Hi Rain -
I know exactly what youre saying. Negative driving experiences are very traumatic. It only takes one experience to lock in fear for a lifetime. Im so glad you got your license. The mind is so powerful. You don’t tell yourself, “Well, that was just one experience, it’ll be better next time”. I was so embarrassed standing at bus stops here in Los Angeles, I would hide behind trees so people i’d lied to wouldnt see me. It was shameful. But my lies became the truth. Im driving now with no fear and I love it. I pray before I drive and It really helps. This experience taught me that there are so many more things that I can do when I put the fear aside.
Oct 13, 2008, 04:11PM PDT | 0 comments
Sorry Yukki
16 months ago
Hey Yukki -
If you are a female, I apologize. I thought you were a male from your avatar. Please forgive me.

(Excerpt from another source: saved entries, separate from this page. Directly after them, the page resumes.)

PR #1074, opened 2021-11-06
Add MachineDeployment specifier to node pool

### LINKED ISSUE #1067: A dangerous assumption is made when creating a new machine deployment that the first MD to be returned can be used as the base
**Bug description**

https://github.com/vmware-tanzu/tanzu-framework/blob/fe23cf4d8a1d33251ebf2599b408419122a34808/pkg/v1/tkg/client/machine_deployment.go#L127

	workerMDs, err := clusterClient.GetMDObjectForCluster(options.ClusterName, options.Namespace)
	baseMD := workerMDs[0]

workerMDs[0] is not necessarily a good machine deployment to use as a template for a new machine deployment.

There used to be a similar assumption made in earlier versions of this code: https://github.com/vmware-tanzu/tanzu-framework/blob/v0.1.0/pkg/v1/tkg/client/machine_deployment.go#L82

This is causing a big problem for us as a TKGM 1.4 customer. If we try and create a new node pool, Tanzu picks up the wrong MD and we end up with a mess. For example, we have an existing dedicated node pool / md for Istio gateway nodes, which has specific labels and whose machines are in a dedicated DMZ network. In one of our environments, if I try to create a new node pool via the tanzu CLI, tanzu bases the new MD on the istio-gateway MD, and our new nodes end up with unwanted labels and are built in the wrong network. We cannot therefore use the node pool abstraction via the tanzu cli and instead have to work directly with machine deployment resources on the management cluster (which works fine).

It seems to me it would be a better idea to explicitly annotate an MD as being the one to use as a template, rather than just using workerMDs[0].

@tenczar 

- [x] APIs
- [ ] Addons
- [x] CLI
- [ ] Docs
- [ ] IAM
- [ ] Installation
- [ ] Plugin
- [ ] Security
- [ ] Test and Release
- [ ] User Experience

**Expected behavior**
I should be able to create additional node pools based on a stable, explicitly defined base machine deployment.

Seen on 1.4.0 and seems to be present on main.

Vsphere 7 TKGM 1.4

tenczar:
Adds a command line flag to specify the MachineDeployment to use as a
base when creating a new node pool

Fixes #1067 

### Release note

```release-note
Adds a new flag to cluster node-pool set `--machine-deployment-base` This flag allows a user to specify an explicit MachineDeployment as the base from which a new node pool will be created.
```

### PR Checklist

### DIFF
--- a/cmd/cli/plugin/cluster/set_node_pool.go
+++ b/cmd/cli/plugin/cluster/set_node_pool.go
@@ -17,8 +17,9 @@ import (
 )
 
 type clusterSetNodePoolCmdOptions struct {
-	FilePath  string
-	Namespace string
+	FilePath              string
+	Namespace             string
+	BaseMachineDeployment string
 }
 
 var setNodePoolOptions clusterSetNodePoolCmdOptions
@@ -32,6 +33,7 @@ var clusterSetNodePoolCmd = &cobra.Command{
 func init() {
 	clusterSetNodePoolCmd.Flags().StringVarP(&setNodePoolOptions.FilePath, "file", "f", "", "The file describing the node pool (required)")
 	clusterSetNodePoolCmd.Flags().StringVar(&setNodePoolOptions.Namespace, "namespace", "default", "The namespace the cluster is found in.")
+	clusterSetNodePoolCmd.Flags().StringVar(&setNodePoolOptions.BaseMachineDeployment, "base-machine-deployment", "", "The machine deployment to use as a base for creating a new node pool (ignored for TKGs)")
 	_ = clusterSetNodePoolCmd.MarkFlagRequired("file")
 	clusterNodePoolCmd.AddCommand(clusterSetNodePoolCmd)
 }
@@ -64,6 +66,7 @@ func SetNodePool(server *v1alpha1.Server, clusterName string) error {
 	if err = yaml.Unmarshal(fileContent, &nodePool); err != nil {
 		return errors.Wrap(err, "Could not parse file contents")
 	}
+	nodePool.BaseMachineDeployment = setNodePoolOptions.BaseMachineDeployment
 
 	options := client.SetMachineDeploymentOptions{
 		ClusterName: clusterName,
--- a/pkg/v1/tkg/client/machine_deployment.go
+++ b/pkg/v1/tkg/client/machine_deployment.go
@@ -55,18 +55,19 @@ type DeleteMachineDeploymentOptions struct {
 
 // NodePool a struct describing a node pool
 type NodePool struct {
-	Name             string                    `yaml:"name"`
-	Replicas         *int32                    `yaml:"replicas,omitempty"`
-	AZ               string                    `yaml:"az,omitempty"`
-	NodeMachineType  string                    `yaml:"nodeMachineType,omitempty"`
-	Labels           *map[string]string        `yaml:"labels,omitempty"`
-	VSphere          VSphereNodePool           `yaml:"vsphere,omitempty"`
-	Taints           *[]corev1.Taint           `yaml:"taints,omitempty"`
-	VMClass          string                    `yaml:"vmClass,omitempty"`
-	StorageClass     string                    `yaml:"storageClass,omitempty"`
-	Volumes          *[]tkgsv1alpha2.Volume    `yaml:"volumes,omitempty"`
-	TKR              tkgsv1alpha2.TKRReference `yaml:"tkr,omitempty"`
-	NodeDrainTimeout *metav1.Duration          `yaml:"nodeDrainTimeout,omitempty"`
+	Name                  string                    `yaml:"name"`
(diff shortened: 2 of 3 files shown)


pkg/v1/tkg/client/machine_deployment.go
```diff
@@ -54,18 +54,19 @@ type DeleteMachineDeploymentOptions struct {
...
+	NodeMachineType       string                    `yaml:"nodeMachineType,omitempty"`
+	Labels                *map[string]string        `yaml:"labels,omitempty"`
+	VSphere               VSphereNodePool           `yaml:"vsphere,omitempty"`
+	Taints                *[]corev1.Taint           `yaml:"taints,omitempty"`
+	VMClass               string                    `yaml:"vmClass,omitempty"`
+	StorageClass          string                    `yaml:"storageClass,omitempty"`
+	Volumes               *[]tkgsv1alpha2.Volume    `yaml:"volumes,omitempty"`
+	TKR                   tkgsv1alpha2.TKRReference `yaml:"tkr,omitempty"`
+	NodeDrainTimeout      *metav1.Duration          `yaml:"nodeDrainTimeout,omitempty"`
+	MachineDeploymentBase string                    `yaml:"-"`
```
imikushin, line 69: Why `yaml:"-"`?

imikushin (commented):
One question. Also, can we add a test for this? (e.g. when mdBase is specified, and 2 cases: when one exists, and when one doesn't)

pkg/v1/tkg/client/machine_deployment.go
tenczar: So that it won't be deserialized if a user does include it in the config file for the node pool

randomvariable: I don't think I get that atm. I would at least put a comment explaining why for future git archeologists.

randomvariable:
@nickperry PTAL

nickperry:
> @nickperry PTAL

LGTM

pkg/v1/tkg/client/machine_deployment.go
imikushin: I don't see any harm if it can get picked up from the config file. As long as the command line param has priority, it's a-ok

swalner-vmware (approved):

cmd/cli/plugin/cluster/set_node_pool.go
```diff
@@ -32,6 +33,7 @@ var clusterSetNodePoolCmd = &cobra.Command{
 func init() {
 	clusterSetNodePoolCmd.Flags().StringVarP(&setNodePoolOptions.FilePath, "file", "f", "", "The file describing the node pool (required)")
 	clusterSetNodePoolCmd.Flags().StringVar(&setNodePoolOptions.Namespace, "namespace", "default", "The namespace the cluster is found in.")
+	clusterSetNodePoolCmd.Flags().StringVar(&setNodePoolOptions.MachineDeploymentBase, "machine-deployment-base", "", "The machine deployment to use as a base for creating a new node pool")
```
prkalle, line 36: We should add in help that machine-deployment-base option is not applicable to TKGS

imikushin (approved):
LGTM

prkalle (approved):
LGTM with one minor nit comment

pkg/v1/tkg/client/machine_deployment.go
```diff
@@ -55,18 +55,19 @@ type DeleteMachineDeploymentOptions struct {
...
+	NodeMachineType       string                    `yaml:"nodeMachineType,omitempty"`
+	Labels                *map[string]string        `yaml:"labels,omitempty"`
+	VSphere               VSphereNodePool           `yaml:"vsphere,omitempty"`
+	Taints                *[]corev1.Taint           `yaml:"taints,omitempty"`
+	VMClass               string                    `yaml:"vmClass,omitempty"`
+	StorageClass          string                    `yaml:"storageClass,omitempty"`
+	Volumes               *[]tkgsv1alpha2.Volume    `yaml:"volumes,omitempty"`
+	TKR                   tkgsv1alpha2.TKRReference `yaml:"tkr,omitempty"`
+	NodeDrainTimeout      *metav1.Duration          `yaml:"nodeDrainTimeout,omitempty"`
+	MachineDeploymentBase string                    `yaml:"machineDeploymentBase,omitempty"`
```
saji-pivotal, line 70: nit: Can this be renamed to `BaseMachineDeployment` or `BaseMachineDeploymentName` ?

saji-pivotal (approved):
One tiny nit. But LGTM otherwise

pkg/v1/tkg/client/machine_deployment.go
tenczar: What about the command line flag?

saji-pivotal: how about `base-machine-deployment` ?

saji-pivotal (approved):
LGTM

Aug 15, 2008, 08:43PM PDT | 0 comments
BTW, my sister Stephanie encouraged me to take extra driving lessons. I love you Steph and thanks.
Aug 15, 2008, 08:41PM PDT | 0 comments
Hello to all -
I made the decision to pay for more driving hours with a driving school. I paid $420.00 for 10 hours of driving lessons last week. If you are female, I suggest getting a female instructor. Male instructors are too agressive with females. My instructor made me feel so comfortable and driving became so easy. So I totally understand why “Yuuki” is afraid. His instructors and his own father yelled at him. That’s scary, especially when youre driving. So that fear stayed with him.
I now have my confidence back. On my first lesson, my instructor felt that I could handle the car so we took the highway. It felt so good to me.
I rented a car today (a Kia Rondo mini s.u.v.) and drove to my local Target store and then came home and parallel parked. Early tomorrow morning, im gonna get out there and drive. I especially want to drive down all of the tricky streets in my area. I finally overcame my fear. I love it. The fear is so totally mental. It seems so real but the fear is false. I told myself that I didnt want waste $420.00 so I have to keep driving. I strongly suggest paying for extra driving lessons so you will feel comfortable driving on the road. Listen, may God bless you all and may you all be encouraged and inspired to get extra driving lessons and conquer your fears. I think for people like myself who have a tendency of over-thinking things, make so much more out of this than necessary. I tend to over-think and over-analyze everything. I promise you, it will be so comfortable once you get going. Right now, im driving in the slow lanes, taking my time. Im not caring or letting anyone intimidate me on the road. They can beep and curse, and give me the middle finger all they want. Im concerned about drivng safely and getting to my destinations safely. You will feel the same once you get started. Again, May God bless you all and I cant wait to read your testimonies. You will do it.
Aug 15, 2008, 08:38PM PDT | 1 cheer | 1 comment
Im 33 years old and I live in Los Angeles. In L.A. driving is essential. I dont have children fortunately. I received my drivers license 2 years ago. I have yet to purchase a car and I am still afraid to drive. I paid almost $1000 in driving lessons and obtained my license after the second try. I dont know why I’m so afraid. I live alone I have no family. I am fortunate to work across the street from my residence. I cant begin to tell how I’ve lied to friends through the years about my driving. Now I feel bound by my lies. I hate standing at bus stops because I know so many people in Los Angeles and Im afraid they will see me at a bus stop. I try to hide behind trees when I can. lol I just wish I knew someone in Los Angeles that could help me to overcome my fear. I can easily go and rent a car but Im afraid to drive it. I tell myself that it’s all in my head. I even know mentally challenged people who drive. I know that once I start driving, im gonna kick myself for being so terrified. I just need someone to help me get over this hump. Or maybe I dont. Maybe I can lick this on my own. Im giving myself a deadline (my birthday) to lick this fear. I’ve posted this 3 times. I desperately need support!!!